Saved data entries:
________________
PR #471, opened 2022-06-14
Redesigns MP armory.

PhantomEpicness:
## About The Pull Request
This PR is primarily as a QoL as it is mainly meant to fix the issue of this: 
image
Having 9 morbillion items spill out the second you open the racks and lag your game to shit trying to select the things you want is horrible. Plus the sheer item density of these racks is likely a minor contributor to late-game lag. 

So I replaced them with vendors that _**SHOULD**_ have the exact same content of the racks. A light redesign of the armory was also required as its equally as bad as the racks.
image

I also went about and put a door here so MPs can take a shortcut through the holding cells instead of going around everything
image

 The M81 (M74's long lost shitty cousin) also can shoot riot slugs now, which I'm pretty sure is it's loreful intention instead of bullying warriors.

## Why It's Good For The Game

Much needed QoL & redesign. Replaces a shitty system.

## Changelog

:cl: TotalEpicness
tweak: M81 Riot Grenade Launcher (M74's long lost brother) can now shoot baton slugs.
qol: Redesigned brig armory.
qol: Added a door to Holding cells as a shortcut to processing.
balance: rebalanced something
fix: Fixed the massively overloaded & lag causing racks in MP armory by replacing them with a vendor.
/:cl:

PR #1010, opened 2022-09-06
Redesigns MP Armory

PhantomEpicness:
## About The Pull Request
funny github wont let me reopen!!!!

This PR is primarily as a QoL as it is mainly meant to fix the issue of this: 
image
Having 9 morbillion items spill out the second you open the racks and lag your game to shit trying to select the things you want is horrible. Plus the sheer item density of these racks is likely a minor contributor to late-game lag. 

So I replaced them with vendors that _**SHOULD**_ have the exact same content of the racks. A light redesign of the armory was also required as its equally as bad as the racks.
image

I also went about and put a door here so MPs can take a shortcut through the holding cells instead of going around everything
image

 The M81 (M74's long lost shitty cousin) also can shoot riot slugs now, which I'm pretty sure is it's loreful intention instead of bullying warriors.

## Why It's Good For The Game

Much needed QoL & redesign. Replaces a shitty system.

## Changelog

:cl: TotalEpicness
tweak: M81 Riot Grenade Launcher (M74's long lost brother) can now shoot baton slugs.
qol: Redesigned brig armory.
qol: Added a door to Holding cells as a shortcut to processing.
fix: Fixed the massively overloaded & lag causing racks in MP armory by replacing them with a vendor.
/:cl:


morrowwolf:
Can you take a minute to talk about how you've addressed issues brought up in the previous PR? (https://github.com/cmss13-devs/cmss13/pull/471)

PhantomEpicness:
All MPs should be able to access the vendors themselves.

silencer-pl:
So a few things.

First, the bug you're fixing here was already fixed. I don't think the lockers contain excess M39s anymore.

Second, The entire idea behind a holding cell is that it can be only opened and entered from one direction (so only one MP is needed to effectively guard it during processing). Putting another door on it makes it more of a room than a holding cell. Having to go literally to the next room on either side seems like a little price to pay for the cells and processing area not exposed from multiple sides. All that door is doing is providing an additional easy escape avenue to potential JBers AND lets people easily infiltrate the inner brig from the medbay area. Seems like its creating multiple security hazards for the sake of saving 5 seconds.

I also repeat my criticism from the previous PR - putting in vendors with an unbreakable APC (unbreakable why?) seems like its going to stand out in the middle of the brig like a sore thumb and seems like a completely unnecessary workaround considering the lockers already do their job well.

morrowwolf:
Let me break down this PR real quick.

First, you have negative GBP and this doesn't feel like a pure fix.
Second, I'm gonna quote contributor guidelines regarding what we don't want with mapping: "Major remaps without prior approval". So essentially, get dev approval before re-opening regarding mapping changes to the brig.
Third, I feel like you're making this fix more problematic than it needs to be. A simple reduction to the amount of stuff per locker would work. The change of theme for brig red alert room as well as an APC that will always have power post-hijack is jarring.
Fourth, atomize your PR. Split these changes into their own PRs so they can be judged individually on their merits.

As it stands, I will be closing this unless overruled. I do hope we see you soon and I don't want to discourage you from contributing.

PR #1021, opened 2022-09-08
fix non-intel items not being destroyed by spawn pool / eggmorpher

### LINKED ISSUE #1017: Sentries in bursted bodies get deployed when pooled
## Description
When a body that was impregnated is bursted and pooled, if it had a sentry in their backpack, that sentry will get deployed once the body finishes pooling leaving a sentry set up right on top of the pool. If its a flamer sentry, this is basically just death for the pool if the sentry gets damaged enough to perform its explosion.

Sentries in pooled body inventories should just delete when pooled - not deploy (a vat of whatever that's able to disintegrate a body and most of its equipment in seconds isn't going to melt a sentry too?)

## Steps to reproduce
(Maybe can be optimized but I don't know what vars are all needed or proc set up a body to be bursted)
(Edited because it seems deployment of the sentry must have occurred before somereason)
1. Be a marine (RTO equipped in my case)
2. Spawn a handheld flamer sentry
3. Deploy that sentry
4. Undeploy it with a access tuner
5. Put the sentry in backpack
6. Get hugged
7. Change ckey to xeno
8. Allow marine to burst
9. Pool their body
10. Sentry:
need a sentry here

- [X] Issue could be reproduced at least once (confirmed in localhost from master on 3Sep)

stanalbatross:
## About The Pull Request

only unacidable INTEL items should not be deleted

everything else should still be deleted 

closes #1017 

## Why It's Good For The Game

bugfix + random spec gear should not be getting saved from the spawn pool. Intel shit is only saved because it is meant to NEVER be destroyed by xenos

## Changelog

:cl:
fix: only unacidable intel items are saved from the spawn pool now, this fixes a number of issues with unacidable items such as sentries not being deleted properly
fix: the spawn pool and egg morpher will no longer pile all intel items on top of them
/:cl:

### DIFF
--- a/code/modules/cm_aliens/structures/special/egg_morpher.dm
+++ b/code/modules/cm_aliens/structures/special/egg_morpher.dm
@@ -89,11 +89,11 @@
 				to_chat(user, SPAN_XENOWARNING("\The [src] is full of children."))
 				return
 			if(user)
-				visible_message(SPAN_XENOWARNING("[user] slides [F] back into [src]."), \
-					SPAN_XENONOTICE("You place the child back into [src]."))
+				visible_message(SPAN_XENOWARNING("[user] slides [F] back into \the [src]."), \
+					SPAN_XENONOTICE("You place the child back into \the [src]."))
 				user.temp_drop_inv_item(F)
 			else
-				visible_message(SPAN_XENOWARNING("[F] crawls back into [src]!"))
+				visible_message(SPAN_XENOWARNING("[F] crawls back into \the [src]!"))
 			stored_huggers = min(huggers_to_grow_max, stored_huggers + 1)
 			qdel(F)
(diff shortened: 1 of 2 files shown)


JediKing112:
add dog tags to the list of not being deleted, would be cool for a little RP and knowing if people got capped or cryo'd or whatever happened to them,

Mirvra:
> add dog tags to the list of not being deleted, would be cool for a little RP and knowing if people got capped or cryo'd or whatever happened to them,

This is a really good idea that I don't think anyone's ever really thought of? It might clutter up the pool a bit... But on the other hand as Jedi said it would make for some nice RP to know which marines got pooled, especially if the tags get brought back to memorial.

morrowwolf (approved):
Code LGTM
________________
Exercise >>
In this exercise, the data above is to be printed exactly.

Solution to this exercise >>
PR #471, opened 2022-06-14
Redesigns MP armory.

PhantomEpicness:
## About The Pull Request
This PR is primarily as a QoL as it is mainly meant to fix the issue of this: 
image
Having 9 morbillion items spill out the second you open the racks and lag your game to shit trying to select the things you want is horrible. Plus the sheer item density of these racks is likely a minor contributor to late-game lag. 

So I replaced them with vendors that _**SHOULD**_ have the exact same content of the racks. A light redesign of the armory was also required as its equally as bad as the racks.
image

I also went about and put a door here so MPs can take a shortcut through the holding cells instead of going around everything
image

 The M81 (M74's long lost shitty cousin) also can shoot riot slugs now, which I'm pretty sure is it's loreful intention instead of bullying warriors.

## Why It's Good For The Game

Much needed QoL & redesign. Replaces a shitty system.

## Changelog

:cl: TotalEpicness
tweak: M81 Riot Grenade Launcher (M74's long lost brother) can now shoot baton slugs.
qol: Redesigned brig armory.
qol: Added a door to Holding cells as a shortcut to processing.
balance: rebalanced something
fix: Fixed the massively overloaded & lag causing racks in MP armory by replacing them with a vendor.
/:cl:

PR #1010, opened 2022-09-06
Redesigns MP Armory

PhantomEpicness:
## About The Pull Request
funny github wont let me reopen!!!!

This PR is primarily as a QoL as it is mainly meant to fix the issue of this: 
image
Having 9 morbillion items spill out the second you open the racks and lag your game to shit trying to select the things you want is horrible. Plus the sheer item density of these racks is likely a minor contributor to late-game lag. 

So I replaced them with vendors that _**SHOULD**_ have the exact same content of the racks. A light redesign of the armory was also required as its equally as bad as the racks.
image

I also went about and put a door here so MPs can take a shortcut through the holding cells instead of going around everything
image

 The M81 (M74's long lost shitty cousin) also can shoot riot slugs now, which I'm pretty sure is it's loreful intention instead of bullying warriors.

## Why It's Good For The Game

Much needed QoL & redesign. Replaces a shitty system.

## Changelog

:cl: TotalEpicness
tweak: M81 Riot Grenade Launcher (M74's long lost brother) can now shoot baton slugs.
qol: Redesigned brig armory.
qol: Added a door to Holding cells as a shortcut to processing.
fix: Fixed the massively overloaded & lag causing racks in MP armory by replacing them with a vendor.
/:cl:


morrowwolf:
Can you take a minute to talk about how you've addressed issues brought up in the previous PR? (https://github.com/cmss13-devs/cmss13/pull/471)

PhantomEpicness:
All MPs should be able to access the vendors themselves.

silencer-pl:
So a few things.

First, the bug you're fixing here was already fixed. I don't think the lockers contain excess M39s anymore.

Second, The entire idea behind a holding cell is that it can be only opened and entered from one direction (so only one MP is needed to effectively guard it during processing). Putting another door on it makes it more of a room than a holding cell. Having to go literally to the next room on either side seems like a little price to pay for the cells and processing area not exposed from multiple sides. All that door is doing is providing an additional easy escape avenue to potential JBers AND lets people easily infiltrate the inner brig from the medbay area. Seems like its creating multiple security hazards for the sake of saving 5 seconds.

I also repeat my criticism from the previous PR - putting in vendors with an unbreakable APC (unbreakable why?) seems like its going to stand out in the middle of the brig like a sore thumb and seems like a completely unnecessary workaround considering the lockers already do their job well.

morrowwolf:
Let me break down this PR real quick.

First, you have negative GBP and this doesn't feel like a pure fix.
Second, I'm gonna quote contributor guidelines regarding what we don't want with mapping: "Major remaps without prior approval". So essentially, get dev approval before re-opening regarding mapping changes to the brig.
Third, I feel like you're making this fix more problematic than it needs to be. A simple reduction to the amount of stuff per locker would work. The change of theme for brig red alert room as well as an APC that will always have power post-hijack is jarring.
Fourth, atomize your PR. Split these changes into their own PRs so they can be judged individually on their merits.

As it stands, I will be closing this unless overruled. I do hope we see you soon and I don't want to discourage you from contributing.

PR #1021, opened 2022-09-08
fix non-intel items not being destroyed by spawn pool / eggmorpher

### LINKED ISSUE #1017: Sentries in bursted bodies get deployed when pooled
## Description
When a body that was impregnated is bursted and pooled, if it had a sentry in their backpack, that sentry will get deployed once the body finishes pooling leaving a sentry set up right on top of the pool. If its a flamer sentry, this is basically just death for the pool if the sentry gets damaged enough to perform its explosion.

Sentries in pooled body inventories should just delete when pooled - not deploy (a vat of whatever that's able to disintegrate a body and most of its equipment in seconds isn't going to melt a sentry too?)

## Steps to reproduce
(Maybe can be optimized but I don't know what vars are all needed or proc set up a body to be bursted)
(Edited because it seems deployment of the sentry must have occurred before somereason)
1. Be a marine (RTO equipped in my case)
2. Spawn a handheld flamer sentry
3. Deploy that sentry
4. Undeploy it with a access tuner
5. Put the sentry in backpack
6. Get hugged
7. Change ckey to xeno
8. Allow marine to burst
9. Pool their body
10. Sentry:
need a sentry here

- [X] Issue could be reproduced at least once (confirmed in localhost from master on 3Sep)

stanalbatross:
## About The Pull Request

only unacidable INTEL items should not be deleted

everything else should still be deleted 

closes #1017 

## Why It's Good For The Game

bugfix + random spec gear should not be getting saved from the spawn pool. Intel shit is only saved because it is meant to NEVER be destroyed by xenos

## Changelog

:cl:
fix: only unacidable intel items are saved from the spawn pool now, this fixes a number of issues with unacidable items such as sentries not being deleted properly
fix: the spawn pool and egg morpher will no longer pile all intel items on top of them
/:cl:

### DIFF
--- a/code/modules/cm_aliens/structures/special/egg_morpher.dm
+++ b/code/modules/cm_aliens/structures/special/egg_morpher.dm
@@ -89,11 +89,11 @@
 				to_chat(user, SPAN_XENOWARNING("\The [src] is full of children."))
 				return
 			if(user)
-				visible_message(SPAN_XENOWARNING("[user] slides [F] back into [src]."), \
-					SPAN_XENONOTICE("You place the child back into [src]."))
+				visible_message(SPAN_XENOWARNING("[user] slides [F] back into \the [src]."), \
+					SPAN_XENONOTICE("You place the child back into \the [src]."))
 				user.temp_drop_inv_item(F)
 			else
-				visible_message(SPAN_XENOWARNING("[F] crawls back into [src]!"))
+				visible_message(SPAN_XENOWARNING("[F] crawls back into \the [src]!"))
 			stored_huggers = min(huggers_to_grow_max, stored_huggers + 1)
 			qdel(F)
(diff shortened: 1 of 2 files shown)


JediKing112:
add dog tags to the list of not being deleted, would be cool for a little RP and knowing if people got capped or cryo'd or whatever happened to them,

Mirvra:
> add dog tags to the list of not being deleted, would be cool for a little RP and knowing if people got capped or cryo'd or whatever happened to them,

This is a really good idea that I don't think anyone's ever really thought of? It might clutter up the pool a bit... But on the other hand as Jedi said it would make for some nice RP to know which marines got pooled, especially if the tags get brought back to memorial.

morrowwolf (approved):
Code LGTM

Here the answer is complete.